Assuming the 90 days trading horizon Triton International Limited is expected to under-perform the Illinois Tool. But the preferred stock apears to be less risky and, when comparing its historical volatility, Triton International Limited is 1.56 times less risky than Illinois Tool. The preferred stock trades about -0.09 of its potential returns per unit of risk. The Illinois Tool Works is currently generating about 0.04 of returns per unit of risk over similar time horizon. If you would invest  25,638  in Illinois Tool Works on November 18, 2024 and sell it today you would earn a total of  173.00  from holding Illinois Tool Works or generate 0.67% return on investment over 90 days.
Time Period3 Months [change]
DirectionMoves Together 
StrengthWeak
Accuracy100.0%
ValuesDaily Returns

Triton International Limited  vs.  Illinois Tool Works

 Performance 
       Timeline  
Triton International 

Risk-Adjusted Performance

Very Weak

 
Weak
 
Strong
Over the last 90 days Triton International Limited has generated negative risk-adjusted returns adding no value to investors with long positions. In spite of rather sound fundamental indicators, Triton International is not utilizing all of its potentials. The current stock price tumult, may contribute to shorter-term losses for the shareholders.
Illinois Tool Works 

Risk-Adjusted Performance

Very Weak

 
Weak
 
Strong
Over the last 90 days Illinois Tool Works has generated negative risk-adjusted returns adding no value to investors with long positions. In spite of fairly stable basic indicators, Illinois Tool is not utilizing all of its potentials. The latest stock price fuss, may contribute to near-short-term losses for the sophisticated investors.

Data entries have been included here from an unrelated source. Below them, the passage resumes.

PR #2210, opened 2018-03-13
Use undate library to handle modifier keys

xPaw:
This is the same library that is used in autocompletion to handle inserts (it's from the same author).

The main advantage here is that undo (ctrl-z) starts working.

### DIFF
--- a/client/js/keybinds.js
+++ b/client/js/keybinds.js
@@ -2,7 +2,8 @@
 
 const $ = require("jquery");
 const Mousetrap = require("mousetrap");
-const input = $("#input");
+const wrapCursor = require("undate").wrapCursor;
+const input = $("#input").get(0);
 const sidebar = $("#sidebar");
 const windows = $("#windows");
 const contextMenuContainer = $("#context-menu-container");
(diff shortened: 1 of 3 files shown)


client/js/keybinds.js
```diff
@@ -78,21 +79,8 @@ for (const hotkey in colorsHotkeys) {
...
-			// If text is selected, insert formatting character at start and the end
-			newValue += value.substring(cursorPosStart, cursorPosEnd) + colorsHotkeys[e.key] + value.substring(cursorPosEnd, value.length);
-		}
-
-		input
-			.val(newValue)
-			.get(0).setSelectionRange(cursorPosStart + 1, cursorPosEnd + 1);
+		const modifier = colorsHotkeys[e.key];
+
+		wrapCursor(input, modifier, input.selectionStart === input.selectionEnd ? "" : modifier);
```
astorije: Ok so just making sure I read this correctly:

- If there is text selected, add `modifier` characters around that selection.
- If there is nothing selected, effectively "wrap" `modifier` on the left and empty string on the right.

Also if I'm reading this correctly: intuitively it seems like the second case should just be: if no text is selected, simply add character, but it's beneficial to re-use `wrapCursor` with that empty string trick because 1) it avoids tampering the string ourselves to insert the char, 2) whatever undo mechanism the first scenario is offered with the first scenario also applies in the second scenario.

Does that sound correct to you?

xPaw: > If there is nothing selected, effectively "wrap" modifier on the left and empty string on the right.

That's essentially right. I had to add this selection check because that lib *always* wraps around cursor (selection) position.

astorije: :+1: :shipit:

PR #2212, opened 2018-03-13
Allow hiding channel list on desktop

### LINKED ISSUE #17: Fold channel list
All's in the title, this is a feature request.

I can fold user list but not the left hand channel list. If I split my screen in half with something else, half of lounge is about channel names and message time. So I'ld like a button to fold it like user list.

xPaw:
Fixes #17.

Works the same way user list does.

### DIFF
--- a/client/css/style.css
+++ b/client/css/style.css
@@ -221,7 +221,6 @@ kbd {
 #viewport .rt::before,
 #chat button.menu::before,
 #sidebar .chan::before,
-#chat .title::before,
 #footer .icon,
 #chat .count::before,
 #settings .extra-experimental,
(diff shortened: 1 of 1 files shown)


McInkay:
> I admit I'd much prefer to have a transition, but I know you won't want that :(

Yeah, that can be added in a separate PR if we feel we want it, but this PR is at least consistent with what the user list currently is, and we don't want to hold up the functionality with a debate about transitions.

FWIW, I'm not against transitions, totally happy to investigate that. I think the issue before was it was janky because only the userlist transitioned, the chat didn't, which was odd.

xPaw:
Transition is expensive because it has to shrink chat container which would cause a lot of updates. If chat container is instantly resized (like it was with user list before) it looks odd to only animate the menu sliding in.

McInkay:
As I say, it can be argued in another PR/issue :-P

PR #2215, opened 2018-03-13
Do not aggressively focus input when clicking anywhere and handle typing out of focus

### LINKED ISSUE #1428: Focus input when typing into "nothing"
Actions like clicking a link in the chat can put the focus outside the input, after which sending another message requires clicking the input box again.

One of the things I love about my desktop client (Textual) is that it will focus the input if I start typing but the focus is not in the input. Would it be practical for The Lounge to do this? Would it conflict at all with accessibility concerns surrounding screenreaders, keyboard shortcuts (existing or future/planned), etc.?

xPaw:
- Ctrl, alt, meta keys do not focus.
  - Ctrl+V focuses to allow pasting.
- Shift only focuses if it's used in combination with other key.
- Tab key does not focus.
- Enter key focuses but eats the input so the message isn't sent

Fixes #1428

### DIFF
--- a/client/js/lounge.js
+++ b/client/js/lounge.js
@@ -223,16 +223,6 @@ $(function() {
 				input.trigger("focus");
 			}
 		};
-
-		$(window).on("focus", focus);
-
-		chat.on("click", ".chat", function() {
-			setTimeout(function() {
-				if (window.getSelection().isCollapsed) {
-					focus();
-				}
-			}, 2);
-		});
 	}
 
 	if (navigator.platform.match(/(Mac|iPhone|iPod|iPad)/i)) {
@@ -241,7 +231,7 @@ $(function() {
 
 	$("#form").on("submit", function(e) {
 		e.preventDefault();
-		utils.forceFocus();
+		focus();
 		const target = chat.data("id");
 		const text = input.val();
 
--- a/client/js/keybinds.js
+++ b/client/js/keybinds.js
@@ -107,6 +107,11 @@ const colorsHotkeys = {
 
 for (const hotkey in colorsHotkeys) {
 	Mousetrap.bind("mod+" + hotkey, function(e) {
+		// Do not handle modifier hotkeys if input is not focused
+		if (document.activeElement !== input[0]) {
+			return;
+		}
+
 		e.preventDefault();
 
 		const modifier = colorsHotkeys[e.key];
--- a/client/js/keybinds.js
+++ b/client/js/keybinds.js
@@ -108,7 +108,7 @@ const colorsHotkeys = {
 for (const hotkey in colorsHotkeys) {
 	Mousetrap.bind("mod+" + hotkey, function(e) {
 		// Do not handle modifier hotkeys if input is not focused
-		if (document.activeElement !== input[0]) {
+		if (document.activeElement !== input) {
 			return;
 		}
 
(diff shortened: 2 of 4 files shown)


astorije:
I can confirm, it works great.

Since we have to deal with special cases anyway, would you mind letting pasting (Ctrl/cmd+V) go through? That way one can select on the screen, hit Ctrl/cmd+C, and directly hit Ctrl/cmd+V to paste in the input. I realize I tested that unconsciously as I took it for granted from other chats :)

If I'm not focused, and I hit cmd+I then a word, I remember you mentioning something like this, did you mean to make styling controls focus as well?

When not focused and hitting Enter, it adds a new line. On one end it is weird that it adds a new line seemingly randomly, on the other hand it's a bit scary that hitting Enter could send your message even when not focused.
I played with... no, I'm not gonna name that other chat starting with an S, to see how they were doing it, and if not focused, hitting Enter focuses on the input, so you'd have to hit Enter twice (and not seeing the focus ring, though we don't have one _for now_) to send a message. I find this solution rather clever.

> Tab key does not fixed.

Is that because of nick completion stuff?

xPaw:
> If I'm not focused, and I hit cmd+I then a word, I remember you mentioning something like this, did you mean to make styling controls focus as well?

On master it inserts a styling character but doesn't focus. In this PR it changed to not insert a character.

> Is that because of nick completion stuff?

It doesn't focus to allow tabbing (and shift tabbing) around.

astorije:
(Rebased to fix conflict caused by #2073)

> On master it inserts a styling character but doesn't focus. In this PR it changed to not insert a character.

Ah, gotcha. Don't you think it should add the character though? I don't know, it's a very niche use case and by no means I'm blocking this PR until there is an answer, just wondering.

> It doesn't focus to allow tabbing (and shift tabbing) around.

Right, but I noticed <kbd>Tab</kbd> (not <kbd>Shift</kbd>+<kbd>Tab</kbd>) doesn't work, as in, it should tab to the submit button but it doesn't. I am wondering if that's caused by the nick completion intercepting <kbd>Tab</kbd> or your PR.

client/js/lounge.js
```diff
@@ -224,14 +224,40 @@ $(function() {
...
+				return;
+			}
+
+			// Ignore shift key press if it's not combined
+			if (e.shiftKey && e.which === 16) {
+				return;
+			}
+
+			// Ignore all ctrl keys except for ctrl+v to allow pasting
+			if (e.ctrlKey && e.which !== 86) {
```
astorije: This doesn't work on macOS 😭

My understanding is that `metaKey` is <kbd>cmd/⌘</kbd> on Mac (on Mac copy/pasting is ⌘C ⌘V, not Ctrl+C Ctrl+V, in fact, _most_ things are ⌘ instead of Ctrl).

Alternatively, can you make use of Mousetrap for this code? It seems to handle the Ctrl/Cmd/Alt mess pretty well.

xPaw: Damn macs! I can't really use mousetrap here because the code is very specific and uses `keydown` event.

I'll see what I can do.

xPaw: Should be fixed now.

astorije:
> I think it's a bit of an unexpected behaviour to do that. By not using these keybinds we allow users to use them out of the input (e.g. accessibility tools or custom keybinds).

Yes, testing this again, it's much better indeed. I missed one part before, totally agree with your statement.

> I think this can be look at in a future PR

Yep, just wanted to check with you that it was more likely to be related to nick completion than your code, as nothing was pointing out to your code.

client/js/lounge.js
astorije: Yep, works perfectly.

McInkay:
Will test sometime today.

McInkay:
Few things I've noticed:

* Caps lock focuses. Should it? Not a big deal.
* Modifiers (ctrl+b for bold, etc) don't work at all now, even when the thing is in focus
* Should we remove focusing in the input when we switch channel with this change? There are a few things I think could work (like clicking on a network and using left/right to expand/collapse) but only if we remove this. This feels unnecessary now (and could still cause issues on touch screen devices). I think we should remove that code.

Other than that, looks good I think.

xPaw:
> Caps lock focuses. Should it? Not a big deal.

I'll take a look.

> Modifiers (ctrl+b for bold, etc) don't work at all now, even when the thing is in focus

Got broken by `undate` PR, fixed.

> Should we remove focusing in the input when we switch channel with this change?

It seems pretty consistent with other chat apps that switching to a channel puts focus. I say we keep this behaviour for now.

McInkay:
> It seems pretty consistent with other chat apps that switching to a channel puts focus. I say we keep this behaviour for now.

Yeah, I can see that, I'm just not sure what the purpose is when we will jump to the input when they start typing anyway, you know?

Triton International and Illinois Tool Volatility Contrast

   Predicted Return Density   
       Returns  

Pair Trading with Triton International and Illinois Tool

The main advantage of trading using opposite Triton International and Illinois Tool positions is that it hedges away some unsystematic risk. Because of two separate transactions, even if Triton International position performs unexpectedly, Illinois Tool can make up some of the losses. Pair trading also minimizes risk from directional movements in the market. For example, if an entire industry or sector drops because of unexpected headlines, the short position in Illinois Tool will offset losses from the drop in Illinois Tool's long position.
The idea behind Triton International Limited and Illinois Tool Works pairs trading is to make the combined position market-neutral, meaning the overall market's direction will not affect its win or loss (or potential downside or upside). This can be achieved by designing a pairs trade with two highly correlated stocks or equities that operate in a similar space or sector, making it possible to obtain profits through simple and relatively low-risk investment.
Check out your portfolio center.
Note that this page's information should be used as a complementary analysis to find the right mix of equity instruments to add to your existing portfolios or create a brand new portfolio. You can also try the Price Ceiling Movement module to calculate and plot Price Ceiling Movement for different equity instruments.